▶ _Problem description_
Copy out all the entries word for word.

Entries taken from a collection
PR #1468, opened 2023-01-24
Do not require starting slash in refit attributes with relative path

zetroot:
Feature/enhancement

Adding attribute like `[Get("foo/bar")]` throws `ArgumentException`

**What is the new behavior?**
You can use attributes like `[Get("foo/bar")]` without throwing exceptions.

**What might this PR break?**
I have changed validation rules for relative URLs. All tests passes ok, but i could miss something

**Other information**:
There is not essential need to start relative path, provided in method attributes, with '/'.


zetroot:
Seems to me test fail due to failure of mock server used for integration testing

glennawatson:
Seems to be some performance issues with this one, converting simple string comparison with the regex. Closing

▶ _Finished task_
PR #1468, opened 2023-01-24
Do not require starting slash in refit attributes with relative path

zetroot:
Feature/enhancement

Adding attribute like `[Get("foo/bar")]` throws `ArgumentException`

**What is the new behavior?**
You can use attributes like `[Get("foo/bar")]` without throwing exceptions.

**What might this PR break?**
I have changed validation rules for relative URLs. All tests passes ok, but i could miss something

**Other information**:
There is not essential need to start relative path, provided in method attributes, with '/'.


zetroot:
Seems to me test fail due to failure of mock server used for integration testing

glennawatson:
Seems to be some performance issues with this one, converting simple string comparison with the regex. Closing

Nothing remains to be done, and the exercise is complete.